22. Bakanlık, Anayasa Mahkemesinin önceki kararlarına ve bu kapsamda sunulan görüşlerine atfen başvurunun bu kısmı hakkında görüş sunulmayacağını bildirmiştir.

b. Değerlendirme

23. Anayasa Mahkemesine bireysel başvuru, iddia edilen hak ihlallerinin derece mahkemelerince düzeltilmemesi hâlinde başvurulabilecek ikincil nitelikte bir kanun yoludur. Bireysel başvuru yolunun ikincil niteliği gereği Anayasa Mahkemesine bireysel başvuruda bulunabilmek için öncelikle olağan kanun yollarının tüketilmesi zorunludur. (Ayşe Zıraman ve Cennet Yeşilyurt, B. No: 2012/403, 26/3/2013, § 17).

24. Anayasa Mahkemesi, tutukluluğun kanunda öngörülen azami süreyi veya makul süreyi aştığı iddiasıyla yapılan bireysel başvurular bakımından bireysel başvurunun incelendiği tarih itibarıyla başvurucu tahliye edilmiş ise asıl dava sonuçlanmamış da olsa (ilgili Yargıtay içtihatlarına atıf yaparak) 5271 sayılı Kanun'un 141. maddesinde öngörülen tazminat davası açma imkânının tüketilmesi gereken etkili bir hukuk yolu olduğunu belirtmektedir (Erkam Abdurrahman Ak, B. No: 2014/8515, 28/9/2016, §§ 48-62; İrfan Gerçek, B. No: 2014/6500, 29/9/2016,§§ 33-45).

25. Somut olayda bireysel başvuruda bulunduktan sonra 6/2/2014 tarihinde tahliyesine karar verilen başvurucunun tutukluluğun makul süreyi aştığına ilişkin iddiası, 5271 sayılı Kanun'un 141. maddesi kapsamında açılacak davada incelenebilir. Bu madde kapsamında açılacak dava sonucuna göre başvurucunun tutukluluğunun makul süreyi aştığının tespiti hâlinde görevli mahkemece başvurucu lehine tazminata da hükmedilebilecektir. Buna göre 5271 sayılı Kanun'un 141. maddesinde belirtilen dava yolunun başvurucunun durumuna uygun telafi kabiliyetini haiz etkili bir hukuk yolu olduğu ve bu olağan başvuru yolu tüketilmeden yapılan bireysel başvurunun incelenmesinin bireysel başvurunun "ikincil niteliği" ile bağdaşmadığı sonucuna varılmıştır.

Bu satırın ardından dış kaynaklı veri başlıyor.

PR #579, opened 2025-05-23
(feat) FIR-44420 part 6 - Run tests against the https

goprean:


src/test/java/com/firebolt/jdbc/connection/FireboltCoreConnectionTest.java
```diff
@@ -78,13 +85,71 @@ void testMissingUrl() {
         assertTrue(exception.getMessage().contains("Url is required for firebolt core"));
     }
 
+    @Test
+    void canConnectToCoreWithoutSpecifyingADB() throws SQLException {
```
bogdantruta-firebolt, line 89: nit: can you make the b lowercase?

src/test/java/com/firebolt/jdbc/connection/FireboltCoreConnectionTest.java
```diff
@@ -78,13 +85,71 @@ void testMissingUrl() {
...
+            assertEquals("localhost", fireboltProperties.getHost());
+            assertEquals(3473, fireboltProperties.getPort());
+            assertEquals("my_db", fireboltProperties.getDatabase());
+        }
+    }
+
+    @Test
+    void canConnectOverHttps() throws SQLException {
+        Map<String, String> connectionParams = Map.of(
+                "url", "https://localhost:3473",
```
bogdantruta-firebolt, line 121: the port should be 443 for https?

src/test/java/com/firebolt/jdbc/connection/FireboltCoreConnectionTest.java
```diff
@@ -78,13 +85,71 @@ void testMissingUrl() {
...
+            assertEquals(3473, fireboltProperties.getPort());
+            assertTrue(StringUtils.isBlank(fireboltProperties.getDatabase()));
+        }
+
+    }
+
+    @Test
+    void canConnectOverHttp() throws SQLException {
+        Map<String, String> connectionParams = Map.of(
+                "url", "http://localhost:3473",
```
bogdantruta-firebolt, line 106: could we extract the http and https urls to constants? maybe also the ports?

src/test/java/com/firebolt/jdbc/connection/FireboltCoreConnectionTest.java
```diff
@@ -78,13 +85,71 @@ void testMissingUrl() {
...
+
+        String params = parameters.entrySet().stream()
+                        .map(entry -> entry.getKey() + "=" + entry.getValue())
+                        .collect(Collectors.joining("&"));
+
+        jdbcUrlBuilder.append("&").append(params);
+
+        return new FireboltCoreConnection(jdbcUrlBuilder.toString(), new Properties());
+    }
+}
```
bogdantruta-firebolt, line 155: nit: new line at eof

src/test/java/com/firebolt/jdbc/connection/FireboltCoreConnectionTest.java
goprean: it does not really matter as this is how I have set it up. but we could set it up for any port since this is just the unit test.

src/test/java/com/firebolt/jdbc/connection/FireboltCoreConnectionTest.java
goprean: I think it would be easier to read like this when you see the whole URL. In tests I don't mind duplication for readability, unless Sonar complains.

src/main/java/com/firebolt/jdbc/connection/FireboltCoreConnection.java
```diff
@@ -42,7 +42,7 @@ protected void authenticate() throws SQLException {
             sessionProperties = sessionProperties.toBuilder()
                     .host(uri.getHost())
                     .port(uri.getPort())
-                    .ssl(uri.getScheme().startsWith("https://"))
+                    .ssl(uri.getScheme().startsWith("https"))
```
ptiurin, line 45: Why is this changing, do we not support slashes?

ptiurin (approved):
One question, otherwise lgtm

src/main/java/com/firebolt/jdbc/connection/FireboltCoreConnection.java
goprean: we do support // but when the uri is parsed, the uri.getScheme() will return just "https" . So it was always defaulting to false.

stepansergeevitch (approved):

26. Açıklanan nedenlerle tutukluluğun makul süreyi aştığı iddiasının yargısal başvuru yolları tüketilmeden bireysel başvuru konusu yapıldığı anlaşıldığından başvurunun bu kısmının başvuru yollarının tüketilmemesi nedeniyle kabul edilemez olduğuna karar verilmesi gerekir.

2. İtiraz Merciince Alınan Cumhuriyet Savcısının Görüşünün Bildirilmediğine İlişkin İddia

a. Başvurucunun İddiaları ve Bakanlık görüşü

27. Başvurucu, tutukluluğun devamı kararına karşı yaptığı itirazın incelenmesinde itiraz merciince alınan Cumhuriyet savcısının görüşünün kendisine tebliğ edilmediğini ileri sürmüştür.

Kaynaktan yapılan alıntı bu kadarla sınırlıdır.